As a family business, Fanimation is ingrained with a desire for innovation. Just as Tom redefined fans as a design element, his son Nathan, who now leads Fanimation, is leveraging technology and sustainability to transform fans once again.
“My mom’s family is from northern Indiana, and my parents went to Purdue,” Tom said. “We used to visit here as kids. It was a visit here in 1992 that spawned the idea that [Indiana] is where we wanted to come to. It took two years to make that happen. It was only a two-person company back then, doing strictly commercial work back then – custom fans for hotels, restaurants, theme parks, movie sets and things like that, though our business was starting to transition to residential work just as we were moving to Indiana.”

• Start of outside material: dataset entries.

PR #503, opened 2023-02-07
Purge cache on taxonomy term change

midweste:
Posts urls should be cleared when associated taxonomy term changes

### DIFF
--- a/src/WordPress/Hooks.php
+++ b/src/WordPress/Hooks.php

Fanimation relocated from California to Indiana in 1994 and moved its headquarters to Lebanon, Indiana, in 1997. The Framptons opened Fanimation’s new corporate headquarters in Zionsville in 2003 and celebrated its 30th anniversary in 2014.
Nathan, president and CEO of Fanimation, began working for Fanimation in 2001 after graduating from IUPUI’s Kelley School of Business. Nathan, who is involved with the town and county’s economic development, is also a dedicated volunteer. He spoke on some of the reasons why he has decided to help his family’s company grow and raise his own family in Zionsville.

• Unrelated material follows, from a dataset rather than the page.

PR #532, opened 2024-02-09
CUSTESC-36595: Retrieve the Wordpress domain only from the active zone

aseure:
We recently noticed that a user got its zone incorrectly reported as inactive by the Wordpress plugin. After some investigations, it seems that two zones actually existed: an old purged one, and a new active zone. To guarantee that the plugin always retrieve the active one, if any, this commit changes the zone retrieval call to the Cloudflare API by adding a `status=active` query parameter to the request, [as documented here](https://developers.cloudflare.com/api/operations/zones-get).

“Over the last several years, the town leadership has been able to keep that small town feel that is Zionsville and yet diversify the tax base,” Nathan observed. “Creekside Park and 106th Street are examples of the town’s ability to grow commerce without harming the ‘feel’ of Zionsville. As a family business, we’ve all done a pretty good job of utilizing our skills and maintain our passion. This is not just a job, and [my father, two uncles and I] work surprisingly well together.”
Nathan enjoys frequenting the local businesses, such as Cobblestone and others along Main Street, and affirmed that there is indeed a nightlife on Main Street. “What I don’t want to see the town become is another Carmel or Fishers,” he emphasized. “As a town, we want to stay unique and family-oriented and continue to diversify the economic tax base in a smart way.”
The Applegate/Traylor Family
One of Zionsville’s multi-generational families is the Applegate family. We sat down with Lindsay Applegate Traylor and her husband, Zionsville Town Councilman Bryan Traylor, to talk about what Lindsay remembers about growing up in the town and why they chose to raise their family here.
“Growing up, it was smaller then, not in terms of the size of the town necessarily, but the community felt smaller,” Lindsay said. “I remember that at the Shell station, our family had a charge account there. I’d go there to fill up on gas, and the transaction was all on paper. I didn’t have to give them a card or I.D. because they knew whose kid I was, and they put it on my dad’s charge account. People knew each other pretty well back then.”
She continued, “We enjoyed all of the activities that people attend and love today. The Fall Festival and the Fourth of July at Lions Park are events that we went to as young people. My mother and her friends who also went to school here looked out for each others’ kids. My parents raised our family here, and we are now raising our family here. Two of my dad’s three siblings still live here in the town that they went to school and were raised in. The town has grown a lot, but it still has that sense of community. Why would you want to live anywhere else?”
Bryan and Lindsay met in college. When they began discussing getting married and having a family, the two eventually decided to move to Zionsville. Bryan, who would often refer to Zionsville as “the bubble,” found himself becoming passionately involved with the town that has raised his wife and was now raising his children.
“I grew up in a small town in eastern Kentucky and am not wired for a big city or even a medium city,” Bryan said. “I am wired for a small town. I love the convenience of being able to hop on I-65 and get to Indianapolis or Merrillville, where I go for work a lot, but also living in a town that offers so many lifestyle options and shares like-minded values. Since running and being elected to the town council, people often ask me what I want to change about the town. I didn’t run to change Zionsville. I ran because growth is inevitable, and I want to be able to help guide that growth in a responsible manner and maintain the culture of Zionsville.”